In what’s hoped to be the first of many, an Organ Smoking Ceremony was held at the Royal Adelaide Hospital this week to pay respects to the donor and family of a recently transplanted patient.
Providing families and patients with the option to have an Organ Smoking Ceremony has evolved following community consultation through the National Indigenous Kidney Transplantation Taskforce (NIKTT) which is a Federal funded program to increase renal transplantation in Aboriginal and Torres Strait Islander people.
The Taskforce is responsible for implementing recommendations from a review into the hurdles, service gaps and practical challenges faced by Aboriginal and Torres Strait Islander patients receiving treatment for kidney disease.
The Smoking Ceremony was held with NIKTT National Coordinator Kelli Owen and her son Kuranye who received a kidney donation over the weekend.
Kelli said it was extra special that he was the first to be able to have the Smoking Ceremony on the site of the hospital as part of his healing.
Kuranye underwent dialysis for just over a year at the RAH and the Women’s and Children’s Hospital, and when an identical match came up the transplant was organised within a few days.
Holistic view of healing
For Aboriginal and Torres Strait Islander Peoples, having culturally safe care is important for healing, together with modern medicine.
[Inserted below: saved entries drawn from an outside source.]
PR #846, opened 2016-12-01
highlight property override change

kunkun-tang:
The AZ production users complained that 

> We've had a number of production issues where config properties had been
overridden in the Azkaban UI as a hot fix but then those changes didn't get
reflected in git. Subsequent deployments overrode those changes which
caused the issues.

To resolve this issue, the first step discussed is to highlight the property override change in project log.

Added Unit Test and Evaluated in my lcoalhost environment.

### DIFF
--- a/azkaban-common/src/main/java/azkaban/project/ProjectManager.java
+++ b/azkaban-common/src/main/java/azkaban/project/ProjectManager.java
@@ -32,9 +32,7 @@ import org.apache.commons.io.FileUtils;
 import org.apache.log4j.Logger;
 
 import azkaban.flow.Flow;
-import azkaban.project.DirectoryFlowLoader;
 import azkaban.project.ProjectLogEvent.EventType;
-import azkaban.project.ProjectWhitelist.WhitelistType;
 import azkaban.project.validator.ValidationReport;
 import azkaban.project.validator.ValidationStatus;
 import azkaban.project.validator.ValidatorConfigs;
@@ -44,6 +42,7 @@ import azkaban.user.Permission;
 import azkaban.user.Permission.Type;
 import azkaban.user.User;
 import azkaban.utils.Props;
+import azkaban.utils.PropsUtils;
 import azkaban.utils.Utils;
 
 public class ProjectManager {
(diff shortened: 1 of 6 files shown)


azkaban-common/src/main/java/azkaban/project/ProjectManager.java
```diff
@@ -354,16 +353,22 @@ public Props getJobOverrideProperty(Project project, String jobName)
     return projectLoader.fetchProjectProperty(project, jobName + ".jor");
   }
 
-  public void setJobOverrideProperty(Project project, Props prop, String jobName)
+  public void setJobOverrideProperty(Project project, Props prop, String jobName, User modifier)
       throws ProjectManagerException {
     prop.setSource(jobName + ".jor");
```
chengren311: can we put this ".jor" to constants files btw ?

kunkun-tang: What's the advantage of this change? I can't find many usages of ".jor".

azkaban-common/src/test/java/azkaban/utils/PropsUtilsTest.java
```diff
@@ -208,6 +208,30 @@ public void testCyclesResolveProps() throws IOException {
...
+
+    newProps2.put("a", "a_value1");
+    newProps2.put("b", "b_value1");
+    newProps2.put("c", "c_value1");
+
+    String message2= PropsUtils.getPropertyDiff(oldProps, newProps2);
+
+    Assert.assertEquals(message2, "Newly created Properties: [ c, c_value1], \n");
+  }
+
```
jamiesjc: Do we need to test diffProperties?

kunkun-tang: Thanks @jamiesjc for reminding me adding an extreme test case.

azkaban-common/src/main/java/azkaban/project/ProjectManager.java
shuzhang1989: @chengren311 +1, don't see the advantage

“The Smoking Ceremony is really going to help with his healing,” Kelli said. “It’s about taking a holistic view and looking at other ways of care, not just with medicine.”
Staff from both the RAH and the WCHN attended the ceremony, with Kuranye’s older sister Ashum performing the welcome and smoking on Kaurna Yarta.
Family members spoke about the importance of the ceremony in helping to dispel negativity and trauma from the donated organ, to connect the organ through smoke to the present, and to say thank you to the donor and family.
Kelli said the organ cleansing ceremony was a key part of the work of NIKTT in helping to increase renal transplantation by providing a culturally safe renal service and a safe space for families to gather.
It’s hoped Organ Smoking Ceremonies will be offered through the work of other NIKTT First Nations reference groups, which have been set up in Perth at Sir Charles Gairdner Hospital, in Brisbane at Princess Alexandra Hospital, and at Westmead Hospital and Royal Prince Alfred Hospital in NSW.
Kidney transplantation at the RAH
The Central and Northern Adelaide Renal and Transplantation Services (CNARTS) is one of Australia’s largest dialysis and transplant units.
About 20 Aboriginal and Torres Strait Islander patients receive a transplant at the RAH each year, one of the highest numbers in Australia.
Kidney and Islet Transplantation Director Professor Toby Coates AO said being able to offer families the ability to have a Smoking Ceremony if they wanted was important to ensure they were providing a culturally sensitive service.
“We have been doing a lot of work to ensure our service is culturally sensitive and it’s wonderful that our renal team has been the first to be able to facilitate this Smoking Ceremony.
“We hope to be able to make it more accessible and provide the option for families if they would like to do it.”
Kidney and Islet Transplantation Director Professor Toby Coates AO with Kelli and Kuranye.